Segundo Gerónimo após o baleamento do seu filho ninguém da MRM ou da polícia se dignou a ajuda-lo. Foi um grupo de cidadãos estrangeiros, na Região também a procura de pedras preciosas, que criaram as condições financeiras para o transporte e assistência médica da vítima. "Ele morreu a caminho do hospital rural”, desabafou Gerónimo Potia adicionando que acabou por amarrar o corpo do filho a uma mota para o levar para casa onde se realizaram as cerimónias fúnebres.
Manuel Artur, outro garimpeiro de 18 anos de idade teve um destino idêntico. De acordo com o seu pai, Artur Pacore, alguns dos colegas do seu filho viram um agente da PRM a disparar sobre o abdómen de Manuel, “(...) ele arrastou-se a uma distância de 100 metros mas não sobreviveu. Morreu a caminho do hospital de Namanhumbir”, revelou.

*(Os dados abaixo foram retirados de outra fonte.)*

Issue #10720, opened 2020-10-26
bbb-html5 cache-control broken


erisd:
**Describe the bug**
all static files are deliverd with max-age=0, so they get never cached.

**To Reproduce**
curl -I https://test.bigbluebutton.org/html5client/fonts/SourceSansPro/SourceSansPro-Bold.woff
HTTP/1.1 200 OK
Server: nginx
Date: Mon, 26 Oct 2020 02:51:31 GMT
Content-Type: application/font-woff
Content-Length: 151868
Connection: keep-alive
ETag: "ec113a47acca1e72639e5c1895b938a0de794909"
Accept-Ranges: bytes
Cache-Control: public, max-age=0

**Expected behavior**
somethink like:
HTTP/2 200
server: nginx/1.10.3 (Ubuntu)
date: Mon, 26 Oct 2020 02:57:33 GMT
content-type: application/font-woff
content-length: 151868
etag: "ec113a47acca1e72639e5c1895b938a0de794909"
cache-control: max-age=172800
expires: Wed, 28 Oct 2020 02:57:33 GMT
cache-control: public
accept-ranges: bytes

**BBB version (optional):**
2.2.27

**Additional context**
We worked around that with a hotfix in the nginx config. but it would be great if bbb-html5 can set a more useful value, maybe like 7d

TheForestMan:
I can confirm this behaviour. Wastes network bandwidth. Could you explain your Nginx workaround?

erisd:
sure, it's not so special - the relevant part is:
`
location ~* ^/html5client/.*\.(css|js|woff|png)$ {
  proxy_cache bbb_cache;
  proxy_cache_lock on;
  proxy_cache_use_stale updating;
  expires 8h;
  add_header X-Cache-Status $upstream_cache_status;
  proxy_ignore_headers Cache-Control;
  proxy_pass http://127.0.0.1:3000;
  proxy_http_version 1.1;
  gzip_proxied any;
  gzip_types *;
  gzip on;
  proxy_set_header Upgrade $http_upgrade;
  proxy_set_header Connection "Upgrade";
  add_header Cache-Control "public";
}
`
This has the same function like the normal html5client section, but we rewrite some headers here and cache the static files.
- ignore the Cache Headers form the nodeJS shit
- add our own Cache Control Header
- activate gzip (thats really helpful!)
After that you can start with step two - add a mount a tmpfs disk for caching and create a nginx cache:
`
[...]

PR #15394, opened 2022-07-16
fix(bbb-html5): serve compressed version of /compatibility files

prlanzarin:
### What does this PR do?

- [fix(bbb-html5): serve compressed version of /compatibility files](https://github.com/bigbluebutton/bigbluebutton/commit/83ddc621a8902be36289ae932c48ae29661f7c48)
  * This commit serves the previously compressed files instead (thus
  reducing initial transfer size by ~1 MB).

### Closes Issue(s)

None

### Motivation

/compatibility files are compressed on build, but gzip_static on isn't set on their
nginx route == original files are being served, uncompressed.

### More

Someone should look into whether serving compressed version of the rest
of assets makes sense - it probably does.
Still pending: fonts, locales, svgs, everything under resources, ...

### DIFF
--- a/build/packages-template/bbb-html5/bbb-html5.nginx
+++ b/build/packages-template/bbb-html5/bbb-html5.nginx
@@ -11,6 +11,7 @@ location /html5client/locales {
 }
 
 location /html5client/compatibility {
+  gzip_static on;
   alias /usr/share/meteor/bundle/programs/web.browser/app/compatibility;
 }
 


ffdixon:
Yes, as this would reduce the bandwidth load on the server and improve scalability when many users are joining at once.

antobinary:
Possibly related: https://github.com/bigbluebutton/bigbluebutton/issues/10720#issuecomment-741953827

“Quando os homens da FIR chegaram eu estava num buraco. Eles disseram-nos para sair da cova. Levei cerca de cinco minutos e quando eu saí, um agente da FIR disparou a queima-roupa um tiro no meu pé e foi embora. Alguns Somalianos e Tanzanianos ajudaram-me ", contou Jorge Mamudo, garimpeiro precisando que o crime aconteceu em Ncoloto, dentro da área da concessão da MRM, no dia 7 de Julho de 2014.
A Polícia da República de Moçambique, solicitada pela reportagem não aceitou dar entrevista. Já a Gemfields, em nome da Montepuez Ruby Mining, esclareceu que desd Abril de 2015 o Governo moçambicano substituiu a FIR pela Polícia de Protecção de Recursos Naturais e Meio Ambiente, uma unidade composta por 35 elementos instalou-se em Namanhumbir para proteger a concessão e as áreas em torno dela.
Enterrados vivos
Existem também relatos do uso de bulldozer da empresa para fechar os túneis escavados pelos garimpeiros em alguns casos ainda com os mineiros no seu interior. De acordo com os mineiros quando são surpreendidos pelos agentes da segurança da MRM na posse de pedras preciosas preferem não sair dos túneis. Um mineiro da aldeia Muaja, próxima de Montepuez, identificado apenas pelo nome de Abdul afirmou que presenciou o seu primo ser enterrado vivo por uma máquina pesada da Montepuez Ruby Mining.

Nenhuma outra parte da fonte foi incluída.